====== LISTED ENTRIES ======
PR #6017, opened 2026-04-29
Fix createTemplateFromContentSpace crash: split contributionDefaults phase-1/phase-2

antst:
## Summary

`createTemplateFromContentSpace` crashes with:

> Storage bucket must be persisted before document re-upload: caller must save the parent entity first

## Root cause

`CalloutContributionDefaultsService.createCalloutContributionDefaults` was running file-service-go work (`reuploadDocumentsInMarkdownToStorageBucket`) inline on `callout.framing.profile.storageBucket` — which is in-memory at that point and has no DB id yet.

Stack from the user's report:

```
ProfileDocumentsService.reuploadFileOnStorageBucket  (storageBucket.id undefined)
  ← CalloutContributionDefaultsService.createCalloutContributionDefaults
    ← CalloutService.createCallout
      ← CalloutsSetService.addCallouts
        ← CollaborationService.createCollaboration
          ← TemplateContentSpaceService.createTemplateContentSpace
            ← TemplateService.createTemplate
              ← TemplatesSetService.createTemplateFromContentSpace
```

Latent since #5969; surfaced now because PR #6014's fail-fast guard in `ProfileDocumentsService.reuploadFileOnStorageBucket` turns the previously-silent misuse into a hard error.

## Fix

Same root pattern as PR #6014: split phase-1 (in-memory build) from phase-2 (file-service work post-save).

- `createCalloutContributionDefaults` is now synchronous, in-memory only; drops the `storageBucket` parameter. Stores `postDescription` raw.
- New `materializeCalloutContributionDefaultsContent(defaults, storageBucket, rollback)` does the markdown re-home and saves the entity directly when content changes (the parent callout isn't re-saved by the caller post-materialize, so we save here). Same rollback convention as the OrRollback helper.
- `CalloutService.createCallout` calls phase-1 only.
- `CalloutService.materializeCalloutContent` calls phase-2 right after the framing materialize, using the now-persisted `callout.framing.profile.storageBucket`.

## Audit

Searched every call site of `profileDocumentsService.reupload*` and `fileServiceAdapter.*` from create flows. The only remaining phase-1-on-unsaved-bucket site was `callout-contribution-defaults`. Other reupload call sites are either:

- Update paths (`whiteboard.service.ts:297`, `memo.service.ts:211`) — entity already persisted
- `callout-framing.service.ts:308` (mediaGallery) — bucket is saved eagerly inside `createMediaGallery` before reupload runs
- `profile.service.ts:400` (`addVisualsOnProfile`) — only invoked from phase-2 `materializeProfileContentAndVisuals`

So this is the only remaining occurrence of the same pattern.

## Test plan

- [x] 6393 unit tests pass (1 new for the materialize method's rollback path)
- [x] lint and typecheck clean
- [ ] Verify `createTemplateFromContentSpace` flow end-to-end on a fresh DB

## Related

Fix-up for #6014. Companion to #6016 (KB bootstrap fix, already merged).

## Summary by CodeRabbit

* **Refactor**
  * Optimized internal architecture by separating content creation and materialization into distinct phases, improving initialization efficiency and system reliability. Contribution defaults content is now processed in a deferred phase to ensure proper bucket assignment.

### DIFF
--- a/src/domain/collaboration/callout-contribution-defaults/callout.contribution.defaults.service.spec.ts
+++ b/src/domain/collaboration/callout-contribution-defaults/callout.contribution.defaults.service.spec.ts
@@ -158,6 +158,40 @@ describe('CalloutContributionDefaultsService', () => {
       ).rejects.toThrow('reupload failed');
       expect(rollback).toHaveBeenCalled();
     });
+
+    it('logs and preserves the original error when rollback itself fails', async () => {
+      const defaults = {
+        id: 'defaults-id',
+        postDescription: 'markdown with ![image](http://old-url)',
+      } as CalloutContributionDefaults;
+      const originalFailure = new Error('reupload failed');
+      const rollbackFailure = new Error('rollback also failed');
+      const failingRollback = vi.fn().mockRejectedValue(rollbackFailure);
+
+      vi.mocked(
+        profileDocumentsService.reuploadDocumentsInMarkdownToStorageBucket
+      ).mockRejectedValue(originalFailure);
+      const errorLog = vi.spyOn(
+        service['logger'] as unknown as { error: (...args: unknown[]) => void },
+        'error'
+      );
+
+      // Original reupload error must propagate; the rollback failure is
+      // logged at ERROR but never replaces the materialization error.
+      await expect(
+        service.materializeCalloutContributionDefaultsContent(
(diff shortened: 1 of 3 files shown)


antst:
@coderabbit review

PR #6028, opened 2026-04-29
fix: stop openai_assistant crash-loop + document AUTH_ADMIN reqs

valentinyanakiev:
## Summary

Two unrelated startup-time fixes for the unified VC stack, both surfaced while testing the post-#6027 setup.

### 1. `openai_assistant` was crash-looping

```
ValidationError: 1 validation error for BaseConfig
  Value error, LLM_API_KEY is required for provider 'mistral'.
  Set LLM_API_KEY or provide LLM_BASE_URL for local models.
```

The plugin talks directly to OpenAI's Assistants API and never uses the main LLM, but `BaseConfig` still validates that `MISTRAL_API_KEY` (or `LLM_BASE_URL`) is set on every plugin. The container's env list in `overlays/ai-stack.yml` omitted both → validation fails before the plugin starts → restart loop (~30 errors / 15 min observed).

Fix: pass `MISTRAL_API_KEY` and `MISTRAL_BASE_URL` through to the openai_assistant container. The plugin won't read them but the validator is satisfied.

**Verified live**: container now logs `Engine ready — consuming from virtual-contributor-engine-openai-assistant` instead of `ValidationError`.

### 2. `AUTH_ADMIN_*` requirement was undocumented

The placeholders in `.env.docker` and `.env.docker.scaleway.example` (`admin@alkem.io` / `password`) trigger a 400 on the Kratos `/self-service/login` flow when no matching identity exists in the target environment, which silently breaks `ingest-space`:

```
Space ingestion failed: Client error '400 Bad Request' for url
  'http://localhost:3000/ory/kratos/public/self-service/login?flow=...'
```

Fix: add a comment block at the `AUTH_ADMIN_*` lines in both env files explaining the requirement so this is discoverable instead of mysterious-400.

## Test plan

- [x] `pnpm test` — 6375 tests pass (pre-commit ran the full vitest suite)
- [x] **Live verified** — `openai_assistant` container starts cleanly after recreate
- [ ] Confirm in dev/test environment that ingest-space works after AUTH_ADMIN_* are set to a valid Kratos identity

## Summary by CodeRabbit

* **Chores**
  * Added environment variables for authentication configuration.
======
• EXERCISE OBJECTIVE:
Show each line in the data where the string "split" appears.

• YOUR SOLUTION:
Fix createTemplateFromContentSpace crash: split contributionDefaults phase-1/phase-2
Same root pattern as PR #6014: split phase-1 (in-memory build) from phase-2 (file-service work post-save).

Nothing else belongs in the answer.